The newsletter was produced by Penobscot and Indian Island resident ssipsis, also known as Eugenia T. Thompson, as well as edited by various volunteers on the small staff. The newsletter sought to inform and “serve the Indians in Maine”. Because target readership was Native Americans, the newsletter's content contained items of interest, such as news, fictional stories, advertisements, and art, relevant to native peoples.

==Background==

The Maine Indian Newsletter originated during the Red Power movement, a period in the 60s and 70s of reinvigorated Native American political effort to mobilize their communities into action against the perceived wrongs against their sovereignty by state and federal governments, dating back to initial European colonization. The front cover of the 1972 Maine Indian Newsletter references this social movement as a theme of the newsletter with a handwritten Red Power slogan.

One aspect of the Native American movement to gain full land and self-government involved combating mainstream news by developing their own news sources. Many native peoples resented white mainstream accounts of recent events in the early 70s like the Wounded Knee incident, which they argued unfairly represented American Indians. Because of the increase in Native American periodical publications, this period also marked the inception of the American Indian Press Association, an organization brought about in part to hold native journalism to more rigorous editorial standards as well as work towards developing a national native press that could compete with mainstream news representations of Indian affairs.

At the publication time of later issues of Maine Indian Newsletter, the Penobscot people, joined with the Passamaquoddy tribe, were actively suing the State of Maine over what they argued were violations of 200 year-old land treaties, in that Maine had denied the tribes their right to 12 million acres. Many of the Newsletter issues reflect concerns with Penobscot land and sovereignty rights. Two years after the final publication of Maine Indian Newsletter, the courts reached their verdict in favor of the Penobscot and Passamaquoddy tribes.

==Content==

Newsletters were published monthly and distributed to readers via mail. Each newsletter ran about 16-20 pages long and was produced in black and white on a typewriter with each article hand-typed by ssipsis, the editor.

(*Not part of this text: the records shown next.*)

Issue #1146, opened 2026-07-22
Parser: compound reference syntax is RefSeq-only, so a custom accession's own Display output does not re-parse to the same struct


nh13:
`parse_standard_accession` (`src/hgvs/parser/accession.rs`) recognises the compound `outer(inner)` form only when the inner passes `looks_like_accession_start`, which whitelists `XX_`-style RefSeq, `ENS…`, and `LRG_` prefixes. `parse_simple_accession` has no compound branch at all.

Consequences for a custom (no-underscore) reference:

```
$ ferro parse "NC_000013.11(NM_004119.3)(FLT3):c.100A>G"
-> NC_000013.11(NM_004119.3):c.100A>G          # parses; compound recognised

$ ferro parse "MYSEQ.1(MYTX.1)(GENE1):c.100A>G"
ERROR: Parse error: Expected ':' after accession

$ ferro parse "Template(Template-gene.1)(GENE1):c.5A>G"
ERROR: Parse error: Expected ':' after accession
```

Two problems follow:

1. **Asymmetric acceptance.** The same shape is accepted for RefSeq accessions and rejected for custom ones, purely because of a prefix whitelist.

2. **Display output is string-stable but not struct-stable.** `Template(Template-gene.1):c.5A>G` — the correct, spec-conformant string the projector now emits for a custom reference (#1139/#1141) — re-parses to `accession = Template` with `genomic_context: None` and `gene_symbol = Some("Template-gene.1")`. The transcript id lands in the gene-symbol field. The string round-trips byte-identically, so no rendering test catches it, but a consumer that re-parses `projection.c_name` and reads `.gene_symbol` gets the transcript id rather than a gene symbol.

This predates #1141 (it is identical for the `gene_symbol = None` case on earlier commits) and the emitted string is exactly what #1139 asks for, so it is a parser gap rather than a rendering one. Custom references reach ferro through `convert-gff`, so this is not a synthetic-only concern.

Likely fix: give `parse_simple_accession` a compound branch and relax `looks_like_accession_start` to accept a general accession-shaped inner token, keeping the existing gene-symbol fallback for tokens that do not look like accessions. Needs care — the two are ambiguous by construction, which is presumably why the whitelist exists.

PR #1708, opened 2026-08-12
fix: render a junction-crossing output against its genomic reference (#1704)

### LINKED ISSUE #1704: canonical-coalesced raises outputs_leaving_the_transcript from 371 to 389 (checklist.md:20)
## Summary

Under `FERRO_PARTITION=canonical-coalesced` — the arm the pending default change (#148) selects — the count of normalized outputs naming an intronic position the input never named rises from **371 to 389**. That is **+18 non-conformant outputs**, and the class is independent of every other flip-blocking defect found so far.

The conformance axis reports it in its own words:

> outputs that left the transcript (an intronic position the input did not name) rose from 371 to 389. This is a rank-1 conformance regression, not a representation choice.

## Reproducer

```
FERRO_PARTITION=canonical-coalesced cargo nextest run --features dev --test it \
  -E 'test(three_prime_conformance_census)'
```

`FERRO_MANIFEST` must point at a prepared reference. The `live` arm reports 371.

## Why this is rule 1, not a representation choice

`docs/recommendations/checklist.md:20`:

> NM reference sequences ... **do not contain** intron and gene flanking sequences, and **can only be used** to describe variants in introns using a `c.` prefix when a genomic reference sequence is given.

`README.md:170-212` scopes rule 1 as "every prohibition, read from **prose force** rather than keyword casing — 'not allowed', 'not correct', 'can not be used', 'by definition', the `class="invalid"` markup, and the set `checklist.md` enumerates." Both the "can not be used" family and `checklist.md` itself are named there.

Rule 7 then applies: "Output that **violates** rules 1-4 is a **bug**, not a disclosure." So this blocks #148 rather than being disclosable under rule 6.

## What is NOT wrong, which bounds the search

Measured over the same 58,552-output corpus, every other rank-1 counter is unchanged between the two arms:

| counter | live | canonical-coalesced |
|---|---|---|
| `prohibition_violating_outputs` | 32 | 32 |
| `prohibited_absolute_accepted` | 32 | 32 |
| `outputs_denoting_no_sequence` | 10 / 18 | 10 / 18 |
| `sequence_changed` | 4 / 0 | 4 / 0 |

Unlike some tribal nation newsletters, which are disseminated by the tribal government, the Maine Indian Newsletter was privately produced. The style and format of the newsletter was similar to many American Indian independent publications at the time: short, monthly tabloids produced inexpensively by a small staff that resembled “in formal and technical quality many small-town weeklies”. Informal and sometimes humorous editor's notes commonly featured alongside articles in each issue.

Content ranged from local Indian Island reservation news, such as births, deaths, and tribal government meeting minutes, to national events and legislation pertinent to Native Americans. Other information covered included stories, jokes, comics, letters to the editor, and native business advertisements. Articles, especially those in the earlier publications, were often recycled stories about serious issues from other Indian and non-Indian newspapers across the state and nation, such as Bangor Daily News and Navajo Times. Readers were welcome to contribute to each issue, and frequently did.

Although intended to serve the Indians of Maine, readers did not just include on and off- reservation Penobscot Indians and indigenous people from other Maine tribes. Readership also extended beyond Maine borders and outside of the native community, such that the editor included a $2 newsletter subscription fee as of January 1968 for non-Indians (the newsletter was free for American Indians).

The hope behind the subscription fee was to "see if the newsletter could be self supporting." Some national newsletters charge for their articles but local publications like The Chehalis Tribal Newsletter do not charge. Local publications have a stronger desire to actively benefit their community.

There are several stories from the October 1967 issue that are further developed in later issues. For example, the Pine Tree Legal Assistance group is mentioned in October 1967 and is further expanded on in the February 1968 issue.